S       <- matrix(rep(rho, k*k), nrow=k)
diag(S) <- 1

dat <- mvrnorm(10000, mu=rep(0,k), Sigma=S) ### be patient!

R <- cor(dat)

system.time(RI1 <- solve(R))
system.time(RI2 <- chol2inv(chol(R)))
system.time(RI3 <- qr.solve(R))

all.equal(RI1, RI2)
all.equal(RI1, RI3)

Quindi, questo è un esempio di una matrice di correlazione per la quale vogliamo l'inverso. Sul mio laptop (Core-i5 2,50 Ghz), impiega 8-9 secondi, impiega poco più di 4 secondi e impiega 17-18 secondi (si consigliano più esecuzioni del codice per ottenere risultati stabili).2000×2000solvechol2inv(chol())qr.solve()

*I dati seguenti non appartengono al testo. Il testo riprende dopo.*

PR #1688, opened 2024-08-31
Format yaml files using Spotless.

motlin:
Another example based on #1687, to show off the kind of thing that Spotless can do, this time in a language other than Java.

This was created with the command:

`mvn spotless:apply --activate-profiles 'spotless-apply,spotless-yaml'`

### DIFF
--- a/.github/dependabot.yml
+++ b/.github/dependabot.yml
@@ -1,10 +1,10 @@
 version: 2
 updates:
-  - package-ecosystem: "maven"
-    directory: "/"
+  - package-ecosystem: 'maven'
+    directory: '/'
     schedule:
-      interval: "weekly"
-  - package-ecosystem: "github-actions"
-    directory: "/"
+      interval: 'weekly'
+  - package-ecosystem: 'github-actions'
+    directory: '/'
     schedule:
-      interval: "weekly"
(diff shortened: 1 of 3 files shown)


donraab (commented):
@motlin This looks to be replacing single quotes with double quotes. Are double quotes preferred in YAML?

motlin:
> @motlin This looks to be replacing single quotes with double quotes. Are double quotes preferred in YAML?

Honestly, I'm not sure. I just noticed we are inconsistent and it's one of the things that's easy to demo with Spotless. Searching for this question:

> Single quotes (''):
> 
> - Preserve the literal value of all characters inside
> - Don't allow escaping of characters
> - To include a single quote in the string, you need to double it
> 
> Double quotes (""):
> 
> - Allow for escaped characters using backslashes
> - Enable the use of special characters like \n for newline
> 
> General recommendations:
> 
> Use single quotes as the default for most strings, especially if they don't contain special characters or escapes.

I can switch to single!

motlin:
> @motlin This looks to be replacing single quotes with double quotes. Are double quotes preferred in YAML?

Switched to single quotes.

donraab (approved):
LGTM

PR #1690, opened 2024-09-01
Remove redundant tests from unit-tests that live in unit-tests-java8.

motlin:


donraab:
@motlin I have mixed feelings about this PR. On the one hand, if the tests are duplicated, then I have no issue. On the other hand, I have no way of verifying in this PR that the tests are duplicated, as they are sitting in two different places.

The thing I would feel more comfortable with is merging everything into one test suite, and removing duplication then.

motlin:
> @motlin I have mixed feelings about this PR. On the one hand, if the tests are duplicated, then I have no issue. On the other hand, I have no way of verifying in this PR that the tests are duplicated, as they are sitting in two different places.
> 
> The thing I would feel more comfortable with is merging everything into one test suite, and removing duplication then.

I put it up together with https://github.com/eclipse/eclipse-collections/pull/1684. One adds the assertions, the other removes the redundant assertions.

donraab (approved):
LGTM

PR #1691, opened 2024-09-01

motlin:
Another example based on #1687.

This was created with the command:

`mvn spotless:apply --activate-profiles 'spotless-apply,spotless-java-sort-imports'`

I was using this command to fix up the imports in my own changes, but it found a few older examples of files with unsorted imports, and files that don't end with a newline.


donraab (approved):
LGTM

PR #1693, opened 2024-09-01
Add job forbid-merge-commits to .github/workflows/pull-request.yml.

motlin:
We recently had a ["backwards" merge commit](https://github.com/eclipse/eclipse-collections/commit/cb4f64274e905492f0c70f9981a6097c718fad97) land on the master branch.

It's visible in the git history as the white arrow here.

Screenshot 2024-09-01 at 9 35 17 AM

I wrote and open sourced [a GitHub Action](https://github.com/marketplace/actions/forbid-merge-commits) to prevent this sort of thing. Its README has more details about why this is a problem and how folks get into this situation. When it happens, the error message is pretty helpful about how to fix up git history.

### DIFF
--- a/.github/workflows/pull-request.yml
+++ b/.github/workflows/pull-request.yml
@@ -298,3 +298,9 @@ jobs:
           MAVEN_OPTS: '-Xmx2g'
       - name: 'Clean Maven cache'
         run: rm -rf ~/.m2/repository/org/eclipse/collections
+
+  forbid-merge-commits:
+    runs-on: ubuntu-latest
+    steps:
+      - name: Run Forbid Merge Commits Action
+        uses: motlin/forbid-merge-commits-action@main


.github/workflows/pull-request.yml
```diff
@@ -298,3 +298,9 @@ jobs:
           MAVEN_OPTS: "-Xmx2g"
       - name: 'Clean Maven cache'
         run: rm -rf ~/.m2/repository/org/eclipse/collections
+
+  forbid-merge-commits:
```
prathasirisha, line 302: I am not entirely sure if it will immediately be evident to the contributor what their next steps are if this action fails - is it possible to include a section regarding the rebase steps in the contributing guidelines?

motlin: When the check fails, it leaves instructions on how to fix the problem. I can't demonstrate it on this repository until it lands, but I could demonstrate it in another repository if that would be helpful.

PR #1697, opened 2024-09-02
Add missing @Test annotations and fix broken assertion.

motlin:
I just learned that a missing `@Test` annotation on an `@Override` method causes the test to not be run, probably only in IntelliJ. I'm not sure if this is related to the JUnit 5 refactoring, but I'm looping in @Desislav-Petrov just in case.

I added a bunch of missing annotations. Along the way, I found one that wasn't an Override, and it was broken. I fixed its assertion.


donraab (approved):
LGTM

PR #1703, opened 2024-09-15
Add more files to .idea/.gitignore.

motlin:


.idea/.gitignore
```diff
@@ -1,2 +1,3 @@
-/workspace.xml
```
donraab, line 1: Why remove it and then add it back?

motlin: Just ran `:sort` on the file

donraab (approved):
LGTM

Quindi l'inverso attraverso la decomposizione di Choleski è circa il doppio della velocità solve. Naturalmente ci possono essere modi ancora più veloci per farlo. Ho appena esplorato alcuni dei più ovvi qui. E come già accennato nei commenti, se la matrice ha una struttura speciale, probabilmente questa può essere sfruttata per una maggiore velocità.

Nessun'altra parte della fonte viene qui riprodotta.